╭─ DATA FOR REVIEW

Issue #1751, opened 2026-09-02
Improve interview performance for projects with many values


MyPyDavid:
### Rationale / Begründung

The interview gets really slow (order of 5 seconds) when there are many values, combined with a few conditions in the catalog, in the current project.
Both the `navigation/` and the post on `resolve/` seem to scale with the number of values.

Some investigation identified several areas where the same data is repeatedly processed or more data is loaded than is actually required. Examples include:
- repeatedly scanning project values while resolving conditions or constructing the answer tree;
- loading related `Attribute` and `Option` objects when condition evaluation only requires their IDs;
- evaluating identical condition sets multiple times within the same batched resolve request;
- loading project relations and annotations that are not required by a particular endpoint;
- evaluating project values more than once while constructing the answer tree.

### Affected

Users

### Expected behaviour

Interview-related endpoints should scale better with the number of project values and stay in the order of 1 second maximum?

### References / Verweise
I started already to make surgical implementations in:
* https://github.com/rdmorganiser/rdmo/pull/1748

PR #1752, opened 2026-09-02
Draft: Optimize answer tree value and conditions lookups

MyPyDavid:
Improvements for the :evergreen_tree: `AnswerTree` :christmas_tree: , related to issue #1751
In a summary:

> :robot: 
> ```
> BEFORE
>                         ┌─ question A ── scan values ─┐
> Project Values ─────────┼─ question B ── scan values ─┤
>                         ├─ set A ─────── scan values ─┤
>                         └─ condition ─── scan values ─┘
> 
> AFTER
> Project Values
>       │
>       │ one pass
>       ▼
> ┌────────────────────────────────────────────┐
> │ attribute_values_map                       │
> │   attribute_id → [Value, Value, ...]       │
> │                                            │
> │ set_values_map                             │
> │   (attribute, prefix, index) → [Values]    │
> └────────────────────────────────────────────┘
>       │             │              │
>       ▼             ▼              ▼
>   questions        sets        conditions
>   O(lookup)      O(lookup)     source values
> ```

 :speak_no_evil:  :hear_no_evil: :see_no_evil:

### DIFF
--- a/rdmo/conditions/models.py
+++ b/rdmo/conditions/models.py
@@ -230,7 +230,7 @@ class Condition(models.Model):
     def _resolve_not_empty(self, values):
 
         for value in values:
-            if bool(value.text) or bool(value.option_id):
+            if value.text or value.option_id:
                 return True
 
         return False
--- a/rdmo/projects/answers.py
+++ b/rdmo/projects/answers.py
@@ -1,9 +1,7 @@
-from collections import defaultdict
-
 from rdmo.core.utils import markdown2html
 
 from .models.value import Value
-from .utils import check_conditions, compute_attribute_values_map, compute_sets
+from .utils import check_conditions, compute_attribute_values_map, compute_set_values_map, compute_sets
 
 
 class AnswerTree:
@@ -11,18 +9,15 @@ class AnswerTree:
     def __init__(self, catalog, values, verbose=None):
         self.catalog = catalog
         self.values = values
-        self.attribute_values_map = compute_attribute_values_map(self.values)
-        self.condition_results = {}
         self.verbose = tuple(verbose or ())
 
-        self.sets = compute_sets(
-            (value.attribute_id, value.set_prefix, value.set_index)
-            for value in self.values
-        )
-        self.conditions = catalog.conditions.in_bulk()
+        # build lookup maps once for repeated answer-tree traversal.
+        self.attribute_values_map = compute_attribute_values_map(self.values)
+        self.set_values_map = compute_set_values_map(self.values)
+        self.sets = compute_sets(self.set_values_map.keys())
 
-        # buffer for the resolved conditions: self.resolved_conditions[element][parent_set]
-        self.resolved_conditions = defaultdict(lambda: defaultdict(dict))
+        self.condition_results = {}
+        self.element_condition_results = {}
 
     def compute(self):
         # Main function of this class, which Computes the answer tree recursively.
@@ -154,17 +149,17 @@ class AnswerTree:
         level = self.compute_set_level(parent_set)
 
         # for pages, add the sets for the attribute of the page
-        if parent_set is None and element.attribute:
+        if parent_set is None and element.attribute_id:
             element_sets.update(
                 (set_prefix, set_index)
-                for set_prefix, set_index in self.sets[element.attribute.id]
+                for set_prefix, set_index in self.sets[element.attribute_id]
                 if set_prefix == ''  # only include sets for pages
             )
 
         # for each descendant find the sets and add the set for this element, which is
         # needed to "reach" the descendant set
         for descendant in element.descendants:
-            if descendant.attribute and descendant.attribute.id in self.sets:
+            if descendant.attribute_id and descendant.attribute_id in self.sets:
                 descendant_sets = self.filter_descendant_sets(descendant, parent_set)
 
                 if descendant in element.elements:
@@ -188,12 +183,8 @@ class AnswerTree:
     def compute_element_values(self, element, parent_set):
         set_prefix, set_index = parent_set
 
-        # filter the values for this element and set
-        element_values = list(filter(lambda v: all((
-            v.attribute == element.attribute,
-            v.set_prefix == set_prefix,
-            v.set_index == set_index,
-        )), self.values))
+        # get the values for this element and set
+        element_values = self.set_values_map.get((element.attribute_id, set_prefix, set_index), ())
 
         if element_values:
             # if there are values, return them
@@ -207,7 +198,7 @@ class AnswerTree:
                 self.compute_value_node(Value())
             ]
 
-    def compute_value_node(self, value=None):
+    def compute_value_node(self, value):
         if 'value' in self.verbose:
             return value.as_dict
         else:
@@ -217,19 +208,19 @@ class AnswerTree:
             }
 
     def resolve_conditions(self, element, parent_set):
-        # cache each resolved condition in self.resolved_conditions
-        if self.resolved_conditions.get(element, {}).get(parent_set) is None:
-            conditions = [self.conditions[condition.id] for condition in element.conditions.all()]
+        key = (element, parent_set)
+        if key not in self.element_condition_results:
+            conditions = element.conditions.all()
             set_prefix, set_index = parent_set if parent_set else (None, None)
-            self.resolved_conditions[element][parent_set] = bool(conditions) and check_conditions(
+            self.element_condition_results[key] = bool(conditions) and check_conditions(
                 conditions, self.attribute_values_map, set_prefix, set_index, self.condition_results
             )
 
-        return self.resolved_conditions[element][parent_set]
+        return self.element_condition_results[key]
 
     def filter_descendant_sets(self, descendant, parent_set):
         # find descendant sets and only include sets which are below the provided parent set
-        descendant_sets = self.sets[descendant.attribute.id]
+        descendant_sets = self.sets[descendant.attribute_id]
 
         if parent_set:
             child_set_prefix = self.compute_child_set_prefix(parent_set)
--- a/rdmo/projects/models/project.py
+++ b/rdmo/projects/models/project.py
@@ -147,9 +147,16 @@ class Project(MPTTModel, Model):
             return self.user.filter(memberships__role=role)
 
     def get_answer_tree(self, snapshot=None, verbose=None):
+        verbose = tuple(verbose or ())
+        values = self.values.filter(snapshot=snapshot)
+        if 'value' in verbose:
+            values = values.select_related('attribute', 'option')
+        else:
+            values = values.order_by('attribute_id', 'set_prefix', 'set_index', 'collection_index')
+
         return AnswerTree(
             self.catalog,
-            self.values.filter(snapshot=snapshot).select_related('attribute', 'option'),
+            values,
             verbose=verbose
         ).compute()
 
--- a/rdmo/projects/models/value.py
+++ b/rdmo/projects/models/value.py
@@ -173,7 +173,7 @@ class Value(Model):
     def is_true(self):
         return any([
             self.text not in self.FALSE_TEXT,
-            self.option,
+            self.option_id,
             self.file,
             self.external_id != ''
         ])
@@ -182,7 +182,7 @@ class Value(Model):
     def is_false(self):
         return all([
             self.text in self.FALSE_TEXT,
-            not self.option,
+            not self.option_id,
             not self.file,
             self.external_id == ''
         ])
@@ -191,7 +191,7 @@ class Value(Model):
     def is_empty(self):
         return all([
             self.text == '',
-            not self.option,
+            not self.option_id,
             not self.file,
             self.external_id == ''
         ])
--- a/rdmo/projects/tests/test_queries.py
+++ b/rdmo/projects/tests/test_queries.py
@@ -2,19 +2,20 @@ import pytest
 
 from django.urls import reverse
 
+from ..models import Value
 from .test_viewset_project import urlnames
 
 max_queries = [
     # action, max_queries, url_kwargs, url_params
     ('project_answers', 38, {'pk': 1}, {}),
     ('project_answers_export', 31, {'pk': 1, 'format': 'html'}, {}),
-    ('navigation', 40, {'pk': 1}, {}),
-    ('navigation', 40, {'pk': 1, 'section_id': 1}, {}),
-    ('answers', 43, {'pk': 1}, {}),
-    ('page_detail', 46, {'parent_lookup_project': 1, 'pk': 1}, {}),
-    ('page_detail', 50, {'parent_lookup_project': 1, 'pk': 42}, {}),
-    ('page_detail', 62, {'parent_lookup_project': 1, 'pk': 87}, {}),
-    ('progress', 44, {'pk': 1}, {}),
+    ('navigation', 38, {'pk': 1}, {}),
+    ('navigation', 38, {'pk': 1, 'section_id': 1}, {}),
+    ('answers', 41, {'pk': 1}, {}),
+    ('page_detail', 44, {'parent_lookup_project': 1, 'pk': 1}, {}),
+    ('page_detail', 48, {'parent_lookup_project': 1, 'pk': 42}, {}),
+    ('page_detail', 60, {'parent_lookup_project': 1, 'pk': 87}, {}),
+    ('progress', 42, {'pk': 1}, {}),
 ]
 
 
@@ -37,20 +38,34 @@ def test_queries(db, client, django_assert_max_num_queries, action, max_queries,
 def test_resolve_queries(db, client, django_assert_max_num_queries):
     client.login(username='owner', password='owner')
     url = reverse(urlnames['resolve'], kwargs={'pk': 1})
-    params = {
-        'set_prefix': '',
-        'set_index': 0,
-        'element_type': 'conditions',
-        'element_id': 1,
-    }
+    params = [
+        {
+            'set_prefix': '',
+            'set_index': 0,
+            'element_type': 'questionsets',
+            'element_id': 94,
+        },
+        {
+            'set_prefix': '',
+            'set_index': 0,
+            'element_type': 'questions',
+            'element_id': 104,
+        },
+        {
+            'set_prefix': '',
+            'set_index': 0,
+            'element_type': 'optionsets',
+            'element_id': 3,
+        },
+    ]
 
-    with django_assert_max_num_queries(16):
-        response = client.post(url, [params, params, params], content_type='application/json')
+    with django_assert_max_num_queries(19):
+        response = client.post(url, params, content_type='application/json')
 
     assert response.status_code == 200
-    assert len(response.json()) == 3
-    assert response.json()[0] == response.json()[1] == response.json()[2]
-    assert response.json()[0]['result'] is True
+    results = response.json()
+    assert len(results) == 3
+    assert [result['result'] for result in results] == [False, False, False]
 
 
 @pytest.mark.performance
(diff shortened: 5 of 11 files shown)


rdmo/projects/answers.py
```diff
@@ -3,17 +3,29 @@
...
+        # index values once because answer-tree traversal repeatedly looks them up by attribute and set.
+        self.values_by_attribute = defaultdict(list)
+        self.values_by_scope = defaultdict(list)
+        self.sets = defaultdict(set)
+        for value in self.values:
+            self.values_by_attribute[value.attribute_id].append(value)
+            self.values_by_scope[(value.attribute_id, value.set_prefix, value.set_index)].append(value)
+            self.sets[value.attribute_id].add((value.set_prefix, value.set_index))
+
+        # reuse conditions loaded by Catalog.prefetch_elements. Use the catalog lookup for other callers.
```
MyPyDavid: `catalog.conditions` already makes some subqueries, so we can probably remove  `get_prefetched_conditions`

rdmo/projects/answers.py
```diff
@@ -183,11 +195,7 @@ def compute_element_values(self, element, parent_set):
         set_prefix, set_index = parent_set
 
         # filter the values for this element and set
-        element_values = list(filter(lambda v: all((
-            v.attribute == element.attribute,
-            v.set_prefix == set_prefix,
-            v.set_index == set_index,
-        )), self.values))
+        element_values = self.values_by_scope.get((element.attribute_id, set_prefix, set_index), ())
```
MyPyDavid, line 198: this could be a good improvement! 🚀

rdmo/conditions/models.py
```diff
@@ -168,7 +168,7 @@ def _resolve_equal(self, values):
         results = []
 
         for value in values:
-            if self.target_option_id:
+            if self.target_option_id is not None:
```
MyPyDavid, line 171: the id's start from 1, so `is not None` can _and should_ be removed 🪣

rdmo/conditions/models.py
```diff
@@ -230,7 +230,7 @@ def _resolve_lesser_than_equal(self, values):
     def _resolve_not_empty(self, values):
 
         for value in values:
-            if bool(value.text) or bool(value.option_id):
+            if value.text or value.option_id is not None:
```
MyPyDavid, line 233: remove `is not None`

rdmo/projects/models/value.py
```diff
@@ -173,7 +173,7 @@ def value_and_unit(self):
     def is_true(self):
         return any([
             self.text not in self.FALSE_TEXT,
-            self.option,
+            self.option_id is not None,
```
MyPyDavid, line 176: remove `is not None`

rdmo/projects/models/value.py
```diff
@@ -182,7 +182,7 @@ def is_true(self):
     def is_false(self):
         return all([
             self.text in self.FALSE_TEXT,
-            not self.option,
+            self.option_id is None,
```
MyPyDavid, line 185: remove `is not None`

rdmo/projects/models/value.py
```diff
@@ -191,7 +191,7 @@ def is_false(self):
     def is_empty(self):
         return all([
             self.text == '',
-            not self.option,
+            self.option_id is None,
```
MyPyDavid, line 194: remove `is not None`

rdmo/questions/models/catalog.py
```diff
@@ -200,6 +200,22 @@ def optional_questions(self):
...
         models.prefetch_related_objects([self], *get_catalog_prefetch_lookups())
 
+    def get_prefetched_conditions(self):
+        conditions = {}
+        for element in self.descendants:
+            if element._meta.model_name not in ('page', 'questionset', 'question'):
+                continue
+
+            # Catalog.prefetch_elements stores conditions in Django's prefetch cache.
+            prefetched_conditions = getattr(element, '_prefetched_objects_cache', {}).get('conditions')
```
MyPyDavid, line 210: this may be too hacky and we can just use the current `Catalog.conditions` method. so this `get_prefetched_conditions` can be removed.

rdmo/projects/viewsets.py
```diff
@@ -276,31 +276,21 @@ def resolve_post(self, request, pk=None):
...
-
-        # gather conditions for optionsets
-        if 'optionsets' in element_ids:
-            queryset = OptionSet.conditions.through.objects.filter(optionset_id__in=element_ids['optionsets'])
-            for optionset_id, condition_id in queryset.values_list('optionset_id', 'condition_id'):
-                elements['optionsets'][optionset_id].add(condition_id)
+        elements = defaultdict(dict)
+
+        # gather conditions and keep empty sets for existing elements without conditions
+        for element_type, element_model in (
```
MyPyDavid, line 282: this part is also more like a refactor.
 I like it better like this 👼  because it reduces the amount of duplicated code a lot and also stays relatively explicit enough..

rdmo/questions/models/catalog.py
MyPyDavid: removed this

MyPyDavid:
This branch should contain the final version for review all of the changes against the `2.5.2/release` branch. 
I think that I need to unstack these PRs anyways because otherwise they are tied to the merging of the release branch as well :detective:

MyPyDavid:
think it's ready for review now! there is also a nice description

rdmo/projects/utils.py
```diff
@@ -33,15 +33,45 @@ def is_last_owner(project, user):
...
-        return False
-    else:
+def compute_attribute_values_map(values):
+    attribute_values_map = defaultdict(list)
+    for value in values:
+        attribute_values_map[value.attribute_id].append(value)
+    return attribute_values_map
+
+
+def compute_value_maps(values):
```
jochenklar, line 43: This is basically a combined `in_bulk` right?

rdmo/projects/utils.py
```diff
@@ -33,15 +33,45 @@ def is_last_owner(project, user):
...
 
 
-def check_conditions(conditions, values, set_prefix=None, set_index=None):
-    if conditions:
-        for condition in conditions:
-            if condition.resolve(values, set_prefix, set_index):
-                return True
-        return False
-    else:
+def compute_attribute_values_map(values):
```
jochenklar, line 36: I wonder if we need this seperately or just use `in_bulk` or just use `compute_value_maps` (with some overhead)?

rdmo/projects/viewsets.py
```diff
@@ -130,7 +130,14 @@ class ProjectViewSet(ModelViewSet):
     filter_for_user = False  # flag for get_queryset to return only projects like for a regular user
 
     def get_queryset(self):
-        queryset = Project.objects.filter_user(self.request.user, self.filter_for_user).distinct().prefetch_related(
+        queryset = Project.objects.filter_user(self.request.user, self.filter_for_user).distinct()
+        if self.action in ('navigation', 'answers'):
+            # these actions only need the project catalog and visibility before computing the answer tree.
+            return queryset.select_related('catalog', 'visibility')
+        elif self.action in ('resolve', 'resolve_post'):
+            return queryset
```
jochenklar, line 138: Maybe a comment why resolve and resolve_post don't need prefetching?

rdmo/projects/viewsets.py
```diff
@@ -203,56 +209,35 @@ def resolve(self, request, pk=None):
...
-
-        condition_id = request.GET.get('condition')
-        if condition_id:
-            try:
-                condition = Condition.objects.select_related('source', 'target_option').get(id=condition_id)
-                if check_conditions([condition], values, set_prefix, set_index):
-                    return Response({'result': True})
-            except Condition.DoesNotExist:
-                pass
+            if check_conditions(conditions, attribute_values_map, set_prefix, set_index, resolved_conditions):
```
jochenklar, line 239: Can't `resolve_conditions` just be omitted here? Its not used afterwards, right?

rdmo/projects/viewsets.py
```diff
@@ -203,56 +209,35 @@ def resolve(self, request, pk=None):
         set_prefix = request.GET.get('set_prefix')
         set_index = request.GET.get('set_index')
 
-        values = self.get_object().values.filter(snapshot_id=snapshot_id).select_related('attribute', 'option')
+        values = self.get_object().values.filter(snapshot_id=snapshot_id).order_by()
+        attribute_values_map = None
+        resolved_conditions = {}
+
+        for element_type, element_model in (
```
jochenklar, line 216: For some reason `element_type` is always used with the plural version in RDMO. Let's call it maybe 'element_key' here, since its the key in `request.GET`.

rdmo/projects/viewsets.py
```diff
@@ -307,20 +282,39 @@ def resolve_post(self, request, pk=None):
             for element_dict in elements.values()
             for conditions_set in element_dict.values()
         ))
-        conditions = Condition.objects.select_related('source', 'target_option').in_bulk(condition_ids)
-
-        # get all values of the project
-        values = project.values.filter(snapshot=None).select_related('attribute', 'option')
+        conditions = Condition.objects.in_bulk(condition_ids)
```
jochenklar, line 285: `condition_map`?

rdmo/projects/viewsets.py
```diff
@@ -307,20 +282,39 @@ def resolve_post(self, request, pk=None):
...
+        missing_condition_ids = condition_ids.difference(conditions)
```
jochenklar, line 286: `condition_ids.difference(conditions.keys())` to make it a bit more explicit?

rdmo/projects/viewsets.py
```diff
@@ -307,20 +282,39 @@ def resolve_post(self, request, pk=None):
...
+
+        source_ids = {
+            condition.source_id for condition in conditions.values()
+            if condition.source_id is not None
+        }
+        if source_ids:
+            values = project.values.filter(snapshot=None, attribute_id__in=source_ids).order_by()
```
jochenklar, line 293: So a big difference is that we don't fetch all values, but only the ones for `source_ids`? Maybe call it `source_values` then?

rdmo/projects/viewsets.py
```diff
@@ -269,31 +254,21 @@ def resolve_post(self, request, pk=None):
...
+            ('optionsets', OptionSet),
+        ):
+            if element_type in element_ids:
+                queryset = element_model.objects.filter(id__in=element_ids[element_type]).order_by()
+                for element_id, condition_id in queryset.values_list('id', 'conditions'):
+                    element_condition_ids = elements[element_type].setdefault(element_id, set())
+                    if condition_id is not None:
+                        element_condition_ids.add(condition_id)
 
         # gather conditions
```
jochenklar, line 273: The first step needs a better comment, something like `# gather condition_ids for all gathered conditions`

rdmo/projects/viewsets.py
jochenklar: How can `missing_condition_ids` be not empty? Am I missing something?

rdmo/projects/viewsets.py
```diff
@@ -307,20 +282,39 @@ def resolve_post(self, request, pk=None):
...
             element_id = params['element_id']
 
-            element_conditions = [conditions[condition_id] for condition_id in elements[element_type][element_id]]
-            params['result'] = check_conditions(element_conditions, values, set_prefix, set_index)
+            element_condition_ids = elements.get(element_type, {}).get(element_id)
+            if element_condition_ids is None:
+                params['result'] = False
+                continue
+
+            if element_condition_ids.isdisjoint(missing_condition_ids):
```
jochenklar, line 311: Add a comment, since `isdisjoint` is not a very common python function.

rdmo/projects/answers.py
```diff
@@ -1,22 +1,23 @@
...
 class AnswerTree:
 
     def __init__(self, catalog, values, verbose=None):
         self.catalog = catalog
-        self.values = values
         self.verbose = tuple(verbose or ())
 
-        self.sets = values.compute_sets()
-        self.conditions = catalog.conditions.in_bulk()
+        # build lookup maps once for repeated answer-tree traversal.
```
jochenklar, line 13: I think this should be in the `compute` method, since it does some computation. Not a large difference, but it would keep `__init__` lean.

(I know, the existing implementation contradicts this somehow ... but we can always improve.)

rdmo/projects/managers.py
```diff
@@ -212,10 +209,14 @@ def filter_set(self, set_value):
         )
 
     def compute_sets(self):
-        sets = defaultdict(set)
-        for attribute, set_prefix, set_index in self.distinct_list():
-            sets[attribute].add((set_prefix, set_index))
-        return sets
+        attribute_sets_map = defaultdict(set)
+
+        value_keys = self.order_by().values_list("attribute_id", "set_prefix", "set_index").distinct()
```
jochenklar, line 214: Lets call this `values_list` or keep `distinct_list`. It does not need to be a separate method though.

rdmo/projects/models/project.py
```diff
@@ -147,9 +147,16 @@ def get_members(self, role):
             return self.user.filter(memberships__role=role)
 
     def get_answer_tree(self, snapshot=None, verbose=None):
+        verbose = tuple(verbose or ())
```
jochenklar, line 150: 😢 this syntax sucks, but I guess `verbose = verbose or ()` is not enough?

rdmo/projects/managers.py
jochenklar: Or even remove it all:

🤖 says:
 
> This appears to be dead code now. AnswerTree was its only caller and now uses compute_value_maps from utils.py instead; a grep across the repo turns up no other production call site (only the still-passing test_value_queryset_compute_sets). Worth confirming it isn't kept intentionally as public API before deleting, since it duplicates logic that now also lives in compute_value_maps.

rdmo/questions/prefetch.py
```diff
@@ -105,6 +105,8 @@ def questionset_questionset_prefetch(lookup, **kwargs):
         ).prefetch_related(
             condition_prefetch('conditions'),
             question_prefetch('questionset_questions__question', **kwargs),
+            # load questionsets through models too, including empty relations used by elements.
```
jochenklar, line 108: 🤖:

> The added 'questionset_questionsets' bare-string prefetch only avoids the N+1 at the second nesting level of QuestionSet; a third level (questionset.questionset_questionsets.questionset.questionset_questionsets) still isn't select/prefetch-related (no attribute, conditions, questionset_questions), so deeply nested (3+ level) catalogs would still hit per-node queries when traversed. Fine for RDMO's typical catalog depth, but the comment ("load questionsets through models too") doesn't make clear the fix is only one level deep — worth a note if that's intentional.

As discussed we should keep it like it is, but maybe add comments that prefetching is done only for the first two levels of questionsets.

rdmo/projects/tests/test_queries.py
```diff
@@ -2,29 +2,172 @@
...
+urlnames = {
+    'project_answers': 'project_answers',
+    'project_answers_export': 'project_answers_export',
+    'navigation': 'v1-projects:project-navigation',
+    'answers': 'v1-projects:project-answers',
+    'page_detail': 'v1-projects:project-page-detail',
+    'progress': 'v1-projects:project-progress',
+    'resolve': 'v1-projects:project-resolve',
+}
+
```
maklem: this lookup table makes it harder to follow the test

jochenklar (approved):
Thanks a lot. I have some readability/maintainability/taste remarks, but I mostly trust you on the logic. The answer tree for my RDMO-test project goes from 18 to 13 queries 🚀.

Maybe wait until after we meet before you merge.

rdmo/projects/tests/test_queries.py
```diff
@@ -2,29 +2,172 @@
...
+    url = reverse(urlnames[action], kwargs=url_kwargs)
 
     with django_assert_max_num_queries(max_queries):
-        if method == 'get':
-            response = client.get(url)
-        elif method == 'post':
+        if action == 'progress':
             response = client.post(url)
+        else:
+            response = client.get(url)
```
maklem, line 45: to me the data driven test (as before) is easier to follow.

But I do like the dict for `url_kwargs`.

rdmo/projects/tests/test_viewset_project_resolve.py
```diff
@@ -97,3 +195,163 @@ def test_resolve_optionset(db, client, results):
...
+        collection_index=0,
+        defaults={'text': text},
+    )
+    results = [{
+        'set_prefix': '999',
+        'set_index': 0,
+        'element_type': 'questions',
+        'element_id': question.id,
+        'result': result,
+    }]
```
maklem, line 226: `results` is the expected value, not the computed value, isn't it?

I am used to read `results` as computed value, that needs to be compared to an `expected` value.

rdmo/projects/viewsets.py
```diff
@@ -269,31 +254,21 @@ def resolve_post(self, request, pk=None):
...
+        elements = defaultdict(dict)
+
+        # gather conditions and keep empty sets for existing elements without conditions
+        for element_type, element_model in (
+            ('pages', Page),
+            ('questionsets', QuestionSet),
+            ('questions', Question),
+            ('optionsets', OptionSet),
+        ):
+            if element_type in element_ids:
```
maklem: this line reads like a bug

rdmo/projects/viewsets.py
maklem, line 206: Do we need the resolve logic twice? As far as I can see, the frontend uses the `post` API only (`rdmo/projects/assets/js/interview/api/ProjectApi.js:39`)

rdmo/projects/models/project.py
```diff
@@ -147,9 +147,16 @@ def get_members(self, role):
...
+        values = self.values.filter(snapshot=snapshot).order_by(
+            'attribute_id', 'set_prefix', 'set_index', 'collection_index'
+        )
+        if 'value' in verbose:
```
maklem: TODO

rdmo/projects/utils.py
```diff
@@ -33,15 +33,45 @@ def is_last_owner(project, user):
...
+
+    for condition in conditions:
+        condition_key = (condition.id, set_prefix, set_index)
+
+        if condition_key not in resolved_conditions:
+            values = attribute_values_map.get(condition.source_id, ())
+            resolved_conditions[condition_key] = condition.resolve(values, set_prefix, set_index)
+
+        if resolved_conditions[condition_key]:
+            return True
```
maklem, line 71: Do I understand correctly, that `resolved_conditions` is a `dict[tuple,bool]`? Then

```suggestion
        return resolved_conditions[condition_key]
```

rdmo/projects/models/project.py
MyPyDavid: Actually, you made the LLM happy:
> 🤖 
> You're right 😄 verbose = verbose or () is enough here. get_answer_tree() only needs membership testing and AnswerTree normalizes it itself. I'll simplify this.

rdmo/projects/tests/test_queries.py
MyPyDavid: yes, thanks. I'm thinking to add:
```python
...
use_post = {'progress'}
...
request_func = client.post if action in use_post else client.get
```
to keep it data driven but also to not need to write `"get"` everywhere

rdmo/projects/tests/test_viewset_project_resolve.py
MyPyDavid: yes, that is confusing ;p, Ill change it to `expected_result` and `expected`

rdmo/projects/answers.py
MyPyDavid: you don't mean like this right?:
```python
class AnswerTree:

    def __init__(self, catalog, verbose=None):
        self.catalog = catalog
        self.verbose = tuple(verbose or ())

    def compute(self, values):
        (
            self.attribute_values_map,
            self.attribute_sets_map,
            self.attribute_set_values_map,
        ) = compute_value_maps(values)

        self.resolved_conditions = {}

        return self.compute_element_node(self.catalog)
```
and then `AnswerTree(catalog).compute(values)`

You mean to keep the
```python
self.values = values
```
and use those in the `compute()` method again? 
The values are only consumed by the `AnswerTree` compute and do not need be stored in the class (only those derived mappings)..

rdmo/projects/managers.py
MyPyDavid: oh yes 🙈, I was cleaning up one of those methods but didn't check where this `compute_sets` was actually being used. Only once in a test, so it can be removed 👍 🧹🪣

rdmo/projects/utils.py
MyPyDavid: yes, with one-to-many/grouped keys.

> 🤖 
We could technically do a plain `in_bulk()` first and then regroup `value_map.values()`, but that would create an intermediate `value_id -> Value` dict which we don't otherwise need, followed by the same grouping pass.

`in_bulk(field_name='attribute_id')` unfortunately isn't possible because `attribute_id` is not unique — collections/sets can have several Values for the same attribute.

rdmo/projects/utils.py
MyPyDavid: this function is just the duplicated mapping logic. We could remove this and use the `compute_value_maps` at its call sites:
```python
attribute_values_map, _, _ = compute_value_maps(source_values)
```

╰─

* _TASK PROMPT_
Please reply with an exact copy of the lines above, starting at the first and ending at the line that holds "### Rationale / Begründung".

* _TASK OUTPUT_
Issue #1751, opened 2026-09-02
Improve interview performance for projects with many values


MyPyDavid:
### Rationale / Begründung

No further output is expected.